Disagreements soon cropped up with two main rivals Oginga Odinga and Kenneth Matiba each wanting to run for presidency and not wanting to listen to reason. It was Shortly after this that Muliro left for London for a fundraising mission for the newly formed Ford political party. It was to be an ill-fated trip: on his return, upon his arrival at the Nairobi airport on the morning of August 14, 1992, he collapsed and died. The controversy over his death was heightened by the absence of an official post mortem. Muliro was buried on his rural farm in Sibanga area of Kenya.

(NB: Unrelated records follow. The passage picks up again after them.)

PR #3956, opened 2021-10-09
Restyle share btn

jasonLaster:
I think eventually we want the material icon, but not thrilled w/ how it looks at the moment

Screen Shot 2021-10-09 at 7 56 44 AM
Screen Shot 2021-10-09 at 7 56 28 AM


jasonLaster:
closing since i think we'll do a better job with the chrome ui work

Issue #3946, opened 2021-10-08
Many DOM elements can have their full contents loaded unnecessarily


bhackett1024:
STR: See comments in https://app.replay.io/recording/a9906416-1501-4604-95a5-bbe006417c7e

In this facebook recording we are very sluggish updating the elements panel to show a node which was picked that is several levels deep.  The main problem seems to be that we're fetching the full contents of more than 450 different nodes, which slows things down quite a lot.  Getting the data about the selected node and its transitive parents in the backend took 4 seconds, but it took 7 seconds for the client to receive the response to that command and 19 seconds to actually finish updating the UI.  The four second time isn't great either, but I think it is also being slowed down by all the commands to load node contents.

It looks like the reason we're loading so many nodes is because `NodeFront.childNodes()` loads the full contents of all of those child nodes.  This is (well, shouldn't be) necessary --- we should only need these full contents when a user has actually selected on a node and we need to show its rules/style/etc. information.  I think we're loading the child node contents here as a form of preloading, so that if the user selects a node (expanding its children) then they can keep clicking on other child nodes and get the information immediately without a round trip to the server.

This strategy is backfiring here though, because we're preloading so much stuff that it takes an extremely long time to update the UI and show the user what they want to see now.  We need to be more careful about how node contents get loaded.  Some ideas for improving this are below.  We probably need to do all of these to make this work well on complex sites.

1. Don't preload node contents until after everything needed to update the UI finishes loading.
2. Limit the number of nodes we're preloading at a time.  Sending 1500 commands at once (300 nodes x 5 commands to load the node contents) to operate on the same pause is never a good idea.
3. Limit the maximum number of child nodes we can preload content for.  If there is a super complex DOM node with a zillion children we don't want to preload all of their contents.

PR #3957, opened 2021-10-09
Lazily load node properties

jasonLaster:
We were previously fetching node properties when we loaded the children nodes. Now we load them on demand. improves #3946

This PR has three primary changes:
1. We no longer load all of the element's data upfront
2. The 5 node protocol methods now have their own async request wrappers
3. The redux code now knows that they're async.

### DIFF
--- a/src/protocol/thread/node.ts
+++ b/src/protocol/thread/node.ts
@@ -35,6 +35,14 @@ export class NodeFront {
   private _quads: BoxModel | null;
   private _bounds: Rect | null;
 
+  private _waiters: {
+    computedStyle: Deferred<any> | null;
+    rules: Deferred<any> | null;
+    listeners: Deferred<any> | null;
+    quads: Deferred<any> | null;
+    bounds: Deferred<any> | null;
+  };
+
   constructor(pause: Pause, data: WiredObject) {
     this._pause = pause;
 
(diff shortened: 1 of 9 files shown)


bhackett1024:
I like the direction this is going, but there are CI failures on the inspector tests which need to be addressed before this can land:

Failure inspector-02.js https://app.replay.io/recording/f27b7ba8-143f-4acd-ab20-1248118ac063
Failure highlighter.js https://app.replay.io/recording/1ea100c1-ac3b-41de-96e7-729ba86c6411

jasonLaster:
* inspector-02 was a test harness issue
* highlighter caught a legitimate issue where we needed to fetch the boxModel before highlighting
* I left `hasEventListeners` as a todo since it is relatively minor and we can follow up later

src/protocol/thread/node.ts
```diff
@@ -198,67 +214,35 @@ export class NodeFront {
...
-        .then(
-          ({ rect }) => {
-            this._bounds = rect;
-          },
-          () => {
-            this._bounds = null;
-          }
-        ),
-    ]);
+    await this.getComputedStyle();
```
bhackett1024, line 245: This method seems kind of strange now, and at least needs a comment saying why having a computed style == the node is loaded.  It seems best to remove this method, can we just do that?

PR #3961, opened 2021-10-09
More resliliant react node picker

jasonLaster:
The ReactDevTools Node Picker currently fails when we cannot fetch the boundingClientRects. For the user, this looks like the node picker is selected and should work, but there aren't any components on the page. 

This PR changes two things
1. it wraps `getBoundingClientRects` similar to how we wrap `repaintGraphics` 
2. it adds some error handling for ReactDevtools

### DIFF
--- a/src/protocol/thread/pause.ts
+++ b/src/protocol/thread/pause.ts
@@ -13,6 +13,7 @@ import {
   NodeBounds,
   PauseData,
   repaintGraphicsResult,
+  getAllBoundingClientRectsResult,
 } from "@recordreplay/protocol";
 import { client } from "../socket";
 import { defer, assert, Deferred } from "../utils";
@@ -97,7 +98,7 @@ export class Pause {
   documentNode: NodeFront | undefined;
   domFronts: Map<string, DOMFront>;
   stack: WiredFrame[] | undefined;
-  loadMouseTargetsWaiter: Deferred<void> | undefined;
+  loadMouseTargetsWaiter: Deferred<getAllBoundingClientRectsResult | null> | undefined;
   repaintGraphicsWaiter: Deferred<repaintGraphicsResult | null> | undefined;
   mouseTargets: NodeBounds[] | undefined;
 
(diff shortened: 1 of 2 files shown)


src/protocol/thread/pause.ts
```diff
@@ -451,9 +451,18 @@ export class Pause {
...
-    this.mouseTargets = elements;
-    this.loadMouseTargetsWaiter.resolve();
+    let rv;
+    try {
+      rv = await this.sendMessage(client.DOM.getAllBoundingClientRects, {});
+      this.mouseTargets = rv.elements;
+    } catch (e) {
+      console.error("DOM.getAllBoundingClientRects failed", e);
+    } finally {
+      this.mouseTargets = [];
```
jasonLaster, line 461: setting `mouseTargets` to an empty array prevents `getMouseTarget` and other consumers from failing. Another option would be to set it to `null` and add a guard in the consumers

bhackett1024: This code is broken, this will overwrite the mouseTargets assignment that happens in the successful case.  This mouseTargets assignment belongs in the catch block.

Also note that inspector-02 (which tests the node picker) is failing in CI:

Failure inspector-02.js https://app.replay.io/recording/233304ca-6cff-4db7-8b1e-bd7ae55328ea

src/protocol/thread/pause.ts
```diff
@@ -451,9 +451,18 @@ export class Pause {
...
+      this.loadMouseTargetsWaiter.resolve();
+    }
+
+    return rv;
```
bhackett1024, line 465: rv here is basically some random object.  This function should return a boolean indicating if it failed or not.

src/protocol/thread/pause.ts
```diff
@@ -451,9 +451,18 @@ export class Pause {
...
-    this.loadMouseTargetsWaiter.resolve();
+    let rv;
+    try {
+      rv = await this.sendMessage(client.DOM.getAllBoundingClientRects, {});
+      this.mouseTargets = rv.elements;
+    } catch (e) {
+      console.error("DOM.getAllBoundingClientRects failed", e);
+    } finally {
+      this.mouseTargets = [];
+      this.loadMouseTargetsWaiter.resolve();
```
bhackett1024, line 462: This needs to resolve() with the return value because that is what will be returned when this.loadMouseTargetsWaiter is set on entry.  This also doesn't need to belong in the finally clause because the catch block ensures we won't be throwing here.

bhackett1024 (changes requested):

src/protocol/thread/pause.ts
bhackett1024: It would be nice if this returned !!rv so the return value is a boolean.

bhackett1024 (approved):

PR #3973, opened 2021-10-11
Keep the comment editor from losing its input when the user toggles views

### LINKED ISSUE #3871: Comment content lost when switching between panes
If I start writing a comment and then switch to another pane on the left, like the paused state, and then switch back, the content that I added to the comment is gone and I have to start over writing it.

jaril:
Fix #3871.

Demo: https://app.replay.io/recording/caabcc67-9ed4-4c19-9d0a-8ed8fc2f5858

### DIFF
--- a/src/ui/actions/comments.ts
+++ b/src/ui/actions/comments.ts
@@ -20,9 +20,14 @@ const {
 
 type SetPendingComment = Action<"set_pending_comment"> & { comment: PendingComment | null };
 type SetHoveredComment = Action<"set_hovered_comment"> & { comment: any };
+type UpdatePendingCommentContent = Action<"update_pending_comment_content"> & { content: string };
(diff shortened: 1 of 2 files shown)


src/ui/actions/comments.ts
```diff
@@ -35,6 +36,21 @@ export function clearPendingComment(): SetPendingComment {
...
+export function updatePendingCommentContent(content: string): UIThunkAction {
+  return async ({ getState, dispatch }) => {
+    const pendingComment = getPendingComment(getState());
+
+    if (!pendingComment) {
+      return;
+    }
+
+    const newPendingComment = { ...pendingComment };
+    newPendingComment.comment.content = content;
```
jasonLaster, line 48: this is still a shallow copy.

you probably need something like this
```js
{ ...pendingComment, comment: {...pending.comment, comment: content  } `;
```

jasonLaster (approved):
Looks good!

PR #3974, opened 2021-10-11
(WIP) Add Storybook

jasonLaster:
This PR gets us close wrt to Storybook support and certainly teaches us some things as well.

1. Storybook has the potential to be awesome. Hot Reloading and fixture support will be a big win
2. Adopting Storybook will force us to remove some of the old Firefox cruft which is keeping Replay non-standard and preventing Jest support and likely Next as well. This was a pre-req for example (https://github.com/RecordReplay/devtools/pull/3970)
3. Using the MockApolloProvider like we do for our mock tests will help with stubbing the graphql hooks
4. This is currently failing to include tailwindcss for some unknown reason. This likely fairly straightforward
5. Architecturally, I went with wrapping one of the stories with a bunch of divs because that was simpler and importing a CSS module... This is probably one reason why folks adopt more css-in-js approaches and separate behavior from presentation.
6. When we land storybook we should add some automated testing because otherwise these will quickly go stale
7. We should share stuff from our original webpack config so we dont dupe stuff unecessarily


jasonLaster:
@jcmorrow would you like to run with this this week?

jaril:
Closing this since @jcmorrow is working on a separate PR.

jasonLaster:
opening a new issue https://github.com/RecordReplay/devtools/issues/4349

PR #3989, opened 2021-10-12
Maintain a sidebar min-width of 240px

jaril:
Fix #3960.


jcmorrow (approved):
I mentioned that I thought this might break something but actually it's all good! The thing that is tricky that I was trying to remember is the issue I ran into [here](https://github.com/RecordReplay/devtools/pull/3877) where using the old SplitBox component some units get `parseInt` run on them, and so values that look reasonable end up getting interpreted in the wrong units, but that is *not* happening here. 🌤️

The party, then split into two factions after Muliro died due to a disagreement on who was to run for the presidency against President Moi. Kenneth Matiba and Martin Shikuku claiming that they are the real owners of Ford splitting to form Ford Asili and Odinga and others forming Ford Kenya. Had Masinde Muliro not died, the original FORD would have remained united and possibly would have removed president Moi in 1992.

==Personal life==
He married Mama Marcia Muliro in 1953.

The Masinde Muliro University of Science and Technology in Kakamega is named for him.